The context and cell type in which our experiments were executed may be crucial for reconciling our results with previous studies. Previously, AlloP protected rat retinal ganglion cells in a glaucoma model of elevated pressure, and protection was bafilomycin A1-sensitive7. Thus, autophagy appeared to mediate the neuroprotective effects of AlloP applied for 24 h at 1 μM, under a condition of high cellular stress that resulted in histological neuronal and axonal damage. Although we tried to replicate a stress-like environment in the HEK cell model withTorin1 and EBSS (Fig. 3b,c), we observed no reduction of the GFP/RFP ratio by NAS. In fact, both AlloP and ent-AlloP interfered with the effect of starvation at 12 h. This interference was consistent with trends toward increased fluorescence ratio observed with ent-AlloP alone (Fig. 3a). Perhaps the stress of ocular pressure (retinal studies) may induce signaling pathways other than those induced by Torin1 or starvation and be critical for activating the autophagic protective effects of AlloP. Further, because a key difference between our experiment and the previous study is cell type, NAS may interact with pathways specific to retinal ganglion cells to modulate autophagy with cell-type specificity.
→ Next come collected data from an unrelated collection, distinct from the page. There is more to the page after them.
PR #1620, opened 2023-07-21
docs: update and add accounting and liquidity docs

### LINKED ISSUE #1429: Document how liquidity moves within Rafiki
We should have a document that gives an overview of how liquidity moves around in Rafiki. 

- What is peer liquidity? What is asset liquidity?
- How ASEs interact with liquidity, how to add it, withdraw it, deposit it, etc
- Diagram similar to the flow of funds

sabineschaller:

- 

## Context

- fixes #1429 

## Checklist

- [ ] Tests added/updated
- [ ] Documentation added

### DIFF
--- a/packages/documentation/docs/concepts/accounting/accounts-and-transfers.md
+++ b/packages/documentation/docs/concepts/accounting/accounts-and-transfers.md
@@ -30,39 +30,206 @@ Rafiki transfers perform double-entry accounting. Every transfer increases both 
 
 #### Deposits
 
+##### Depositing Asset Liquidity
+
 | Debit Account | Credit Account  |
 | ------------- | --------------- |
 | Settlement    | Asset Liquidity |
+
+- Example: depositing 100 USD
+
+<table>
+<tr><th>USD Settlement Acc. </th><th>USD (Asset) Liquidity Acc.</th></tr>
+<tr><td style="text-align: left;">
+
+| Debit | Credit |
+| ----- | ------ |
+| 100   |        |
+
+</td><td style="text-align: right;">
+
+| Debit | Credit |
+| ----- | ------ |
+|       | 100    |
+
+</td></tr>
+</table>
+
+##### Depositing Peer Liquidity
 
 | Debit Account | Credit Account |
 | ------------- | -------------- |
 | Settlement    | Peer Liquidity |
 
+- Example: peering relationship in USD, depositing 100 USD
+
+<table>
+<tr><th>USD Settlement Acc. </th><th>Peer Liquidity Acc.</th></tr>
+<tr><td style="text-align: left;">
+
+| Debit | Credit |
+| ----- | ------ |
+| 100   |        |
+
+</td><td style="text-align: right;">
+
+| Debit | Credit |
+| ----- | ------ |
+|       | 100    |
+
+</td></tr>
+</table>
+
+##### Depositing Outgoing Payment Liquidity
+
 | Debit Account | Credit Account   |
 | ------------- | ---------------- |
 | Settlement    | Outgoing Payment |
 
+- Example: depositing 35 USD
+
+<table>
+<tr><th>USD Settlement Acc. </th><th>Outgoing Payment Liquidity Acc.</th></tr>
+<tr><td style="text-align: left;">
+
+| Debit | Credit |
+| ----- | ------ |
+| 35    |        |
+
+</td><td style="text-align: right;">
+
+| Debit | Credit |
+| ----- | ------ |
+|       | 35     |
+
+</td></tr>
+</table>
+
 #### Withdrawals
+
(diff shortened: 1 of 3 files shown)


njlie (commented):
LGTM

njlie (approved):
LGTM

packages/documentation/docs/concepts/accounting/accounts-and-transfers.md
BlairCurrey, line 1: Not from your changes, but I noticed the `[Account Servicing Entity](./glossary/a ccount-servicing-entity)` link is not rendering correctly. There is an extra space in the filename. See https://rafiki.dev/docs/concepts/accounting/accounts-and-transfers#settlement-account

image

packages/documentation/docs/concepts/accounting/liquidity.md
```diff
@@ -0,0 +1,192 @@
...
+
+#### Example
+
+A configured peer _Cloud Nine Wallet_ within Rafiki has a peer liquidity of 100 USD. Rafiki can send packets up to 100 USD to payment pointers issued by _Cloud Nine Wallet_. Once that liquidity is used up, we should settle with _Cloud Nine Wallet_ and then reset their liquidity to 100 USD.
+
+### Event Liquidity
+
+When Open Payments incoming or outgoing payments are created, a liquidity account is created within the accounting database. Liquidity needs to be added to an outgoing payment before the payment can be processed. The Account Servicing Entity is notified to add liquidity via the `outgoing_payment.created` event, hence the name _Event Liquidity_. Similarly, packets that are received for an incoming payment increase its liquidity. The Account Servicing Entity is notified to withdraw that liquidity via the `incoming_payment.completed` event.
```
BlairCurrey, line 29:
```suggestion
When incoming or outgoing Open Payments are created, a liquidity account is created within the accounting database. Liquidity needs to be added to an outgoing payment before the payment can be processed. The Account Servicing Entity is notified to add liquidity via the `outgoing_payment.created` event, hence the name _Event Liquidity_. Similarly, packets that are received for an incoming payment increase its liquidity. The Account Servicing Entity is notified to withdraw that liquidity via the `incoming_payment.completed` event.
```

packages/documentation/docs/concepts/accounting/liquidity.md
```diff
@@ -0,0 +1,192 @@
...
+```json
+{
+  "input": {
+    "id": "b97fd85a-126e-42ef-b40d-1a50a70ffa6f",
+    "assetId": "7b8b0f65-896d-4403-b7ba-2e24bf20eb35",
+    "amount": "100",
+    "idempotencyKey": "b97fd85a-126e-42ef-b40d-1a50a70ffa6f"
+  }
+}
+```
```
BlairCurrey, line 59: I like the in-context examples because they are clear, but I also wonder about introducing these examples which depend on our current schema/input definitions. I think this is more clear than just linking to the api mutation but now we will need to remember to update these if there are ever any changes. I suppose these are pretty stable but its something to keep the back of our minds.

packages/documentation/docs/concepts/accounting/liquidity.md
sabineschaller: I'm not so sure about this suggestion, tbh. I'd rather not use the term "Open Payments" for payments but only for the standard.

packages/documentation/docs/concepts/accounting/liquidity.md
sabineschaller: They may not be stable because I just realized that `id` and `idempotencyKey` are basically serving the same purpose and we should drop the `id` from the mutation input. I find those examples to be more informing, too, then linking to the schema. Ideally, we could link to a schema with examples with our new docs framework.

packages/documentation/docs/concepts/accounting/liquidity.md
```diff
@@ -0,0 +1,194 @@
+# Liquidity
+
+Rafiki implements a clearing protocol - the [Interledger Protocol](../../reference/glossary.md#interledger-protocol). As such, it does not hold liquidity but keeps track liquidity moving through it.
```
mkurapov, line 3:
```suggestion
Rafiki implements a clearing protocol - the [Interledger Protocol](../../reference/glossary.md#interledger-protocol). As such, it does not hold liquidity but keeps track of liquidity moving through it.
```

packages/documentation/docs/concepts/accounting/liquidity.md
BlairCurrey: Now after out meeting I also wonder, maybe we can link to postman queries? The schema is a nice single source of truth but I do think the usage examples are even clearer.

BlairCurrey (dismissed):

BlairCurrey (approved):

Issue #1502, opened 2023-06-09
Add GraphQL query to fetch list of payments


raducristianpopa:
In order to display all the payments (incoming and outgoing) in the Admin UI, we need a unified query that has the ability to paginate over all of them.

BlairCurrey:
I've been trying to scope this out. This will take some changes to the db. We can't simply combine incoming/outgoing page results together (results would be wrong, we would have 2 cursors, and front end can already do this anyways). I see a few options which I dont have a strong preference on at the moment:

- a new `combinedPaymentsView`. This view is basically a stored query to combine all the payments via a `UNION ALL` of incoming and outgoing (with new field specfying incoming/outgoing). The union will happen whenever the view is used so it's more expensive to read from than a table that just has them all combined, but it is a direct extension of our current schema.
  - slight variation on this is a materialized view which I don't think we want because it trades some payment read-heaviness for write-heaviness and adds some complexity with managing refreshing the view

- refactor `incomingPayments`, `outgoingPayments` tables to inherit from a new parent `payments` table. The parent table would have the columns common to both tables and the child tables would have the non-shared columns. You can read/write to the child tables as we currently do but then we can also read from the parent table to get all of them without doing a `UNION ALL` every time. However, the parent records would not have the non-shared columns (such as `incomingPayment.incomingAmountValue`) which we probably want. In which case we need to `JOIN` which probably mitigates that advantage. 

With either of these we can make a combined payments model using the view/parent table which we can then use our existing `getPage` method on.

Initially I prefered the new parent `payments` table with inheritance until realizing we'd likely need to join against the child tables. Performance-wise I'm not sure there is any meaningful difference, and its probably pre-mature to focus on that anyways. The table inheritance change would be a bit more complicated, although I think it does express a natural relationship between the data.

BlairCurrey:
Some other details shared by Radu in our conversation:

This wil powering a list of payments which should only display the shared fields and they should be filterable by payment pointer and type (incoming or outgoing). From there you can navigate to the individual items which could then use the existing incoming/outcoming resolvers for more details.

Sorting was also discussed but was left out of this as it hasn't been implemented anywhere yet and I wasn't sure what that would take or how complicated that would be in combination with our pagination logic (which controls the sort order in places).

PR #1666, opened 2023-07-27
feat(backend): add payments query

BlairCurrey:

- Adds `Payments` query with `paymenterPointerId` and `type` (incoming or outgoing) filters
- Adds `combinedPaymentsView` which is a view of a union of incoming and outgoing payments
- Adds `CombinedPayment` model and service for getting payments only

## Context

Closes https://github.com/interledger/rafiki/issues/1502

## Checklist

- [x] Tests added/updated
- [x] Documentation added


packages/backend/src/open_payments/payment/combined/model.ts
BlairCurrey, line 1: The `CombinedPayment` model is not like our other models. Instead of representing a record in an actual table, it represents a record from a view, which combines the incoming/outgoing payments. It's basically only good for getting a page of combined payments. It can't be written to, updated, or deleted. 

I made a model for it to use our `getPage` function. Initially I tried to use the logic from `getPage` without a model because I wanted to avoid this weirdness. However I found this difficult because the pagination uses a objection query builder which are tied to objection models. All of our pagination tests rely on models as well so I didn't see much way around this.

packages/backend/src/graphql/schema.graphql
```diff
@@ -66,6 +66,20 @@ type Query {
     "Filter webhook events based on specific criteria."
     filter: WebhookEventFilter
   ): WebhookEventsConnection!
+
+  "Fetch a page of combined payments"
+  payments(
```
BlairCurrey, line 71: I named everything `CombinedPayments` in the backend because it more accurately reflects how the data is modeled (it's a composite of two separate things). I used `payments` in the gql schema because I dont think the frontend really cares about that. Still, I'm considering if `combinedPayments` is good here too for explicitness.

packages/backend/migrations/20230718142550_create_combined_payments_view.js
```diff
@@ -0,0 +1,41 @@
...
+          .select([...sharedColumns, knex.raw("'INCOMING' AS type")])
+          .unionAll((union) => {
+            union
+              .select([...sharedColumns, knex.raw("'OUTGOING' AS type")])
+              .from('outgoingPayments')
+          })
+      )
+    }
+  )
+}
```
BlairCurrey, line 34: I debated about the best way to combine the payments in this comment https://github.com/interledger/rafiki/issues/1502#issuecomment-1638438973.

Ultimately I went with the union all view because it's the simplest, cannot accidentally be written to, and didn't have the performance concerns I originally thought it might. I was concerned it would perform a union of all the records but with pagination it does not. Confirmed with some against a lot of dummy data.

packages/backend/src/open_payments/payment/combined/service.ts
```diff
@@ -0,0 +1,58 @@
...
+
+  const query = CombinedPayment.query(deps.knex)
+
+  if (filter?.paymentPointerId?.in && filter.paymentPointerId.in.length) {
+    query.whereIn('paymentPointerId', filter.paymentPointerId.in)
+  }
+
+  if (filter?.type?.in && filter.type.in.length) {
+    query.whereIn('type', filter.type.in)
+  }
```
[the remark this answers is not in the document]
BlairCurrey: I think we probably could do that but I'm not sure if it's necessary. Initially when we spoke I had concerns about the performance of the union all view but [they ended up being unfounded](https://github.com/interledger/rafiki/pull/1666#discussion_r1276803379). At this point I dont see an advantage to calling the underlying `incomingPaymentService` or `outgoingPaymentService`.

njlie (dismissed):

packages/backend/src/open_payments/payment/combined/service.ts
```diff
@@ -0,0 +1,58 @@
...
+interface CombinedPaymentFilter {
+  paymentPointerId?: FilterString
+  type?: FilterString
+}
+interface GetPageOptions {
+  pagination?: Pagination
+  filter?: CombinedPaymentFilter
+}
+
+export interface CombinedPaymentService {
```
mkurapov, line 18: We should add this to the `AppServices` interface so it's typed when it's used

packages/backend/src/open_payments/payment/combined/model.ts
mkurapov: I agree with you on the decision, I think imagined some sort of "paymentQueryService" that does the raw query as you describe, but the pagination is the tough part here, which I think an objection model is useful for and a good solution.

My only main comment is whether there is a way to hide away the possible functions on the `CombinedPayment` model, so we don't end up exposing functions that we can't use. I'm imagining something like a `Pick<Type, 'query'>`, but on a class instead of an interface, if that is possible.

BlairCurrey: Also correct me if I'm wrong or misunderstanding the specifics of the suggestion but I think we'd need to do the `Pick` (actual or effective) on the query builder, not the model like `Pick<Type, 'query'>`, since the insert, delete, etc. methods are on the query (`CombinedPayment.query().delete()` etc)

packages/backend/src/open_payments/payment/combined/service.ts
BlairCurrey: fixed, thank you

mkurapov (approved):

Although we can exclude the possibility of a small effect, we also failed to observe strong AlloP induction of autophagy in primary rodent astrocytes (Fig. 4), contrary to an effect observed previously25. Although we used rat astrocytes instead of mouse and utilized slightly different growth medium, both studies used astrocytes derived from the cortex grown until 30 days in vitro. Our studies extended exposure from 1 h25 to 24 h and increased AlloP concentration from 250 nM (previous work) to 10 μM to in hopes of optimizing induction. We also used a ratiometric probe to assay autophagy, instead of immunoblots. Although sensitivity of the ratiometric probe used in our studies is an advantage16, it is possible that differences in the detection methods participate in the different outcomes. Overall, further work will be needed to reconcile these results, but our studies highlight the complexity inherent in replicating and extending even apparently straightforward results.

Rapamycin’s lack of dose-dependent effects on autophagy in HEK cells (Supplementary Fig. 2) could provide insight into lack of NAS effects. Others have found that rapamycin’s potency and efficacy are cell-type dependent24. This may result from high basal phosphatidic acid (PA) levels in HEK cells, which competes with rapamycin for a site on mTOR28. Low sensitivity may also result from the high stability of mTORC1 in these cells24. NAS may be subject to mitigating factors similar to rapamycin in HEK cells, despite likely different upstream mechanisms of action for initiating autophagy.

In summary, our work examines NAS effects on autophagy in HEK cells using a previously validated ratiometric fluorescent probe. We failed to find significant induction of autophagy of varied NAS structures at therapeutic and supratherapeutic concentrations, including when tested as allosteric modulators. Additionally, passage number of HEK cells influenced the potency of pharmacological autophagy induction; thus, passage should be carefully considered in experimental design. We conclude that context and cell-type hinder the ability to screen for autophagy induction. Future studies should carefully consider cell type to maximize relevance to neuropsychiatric treatment.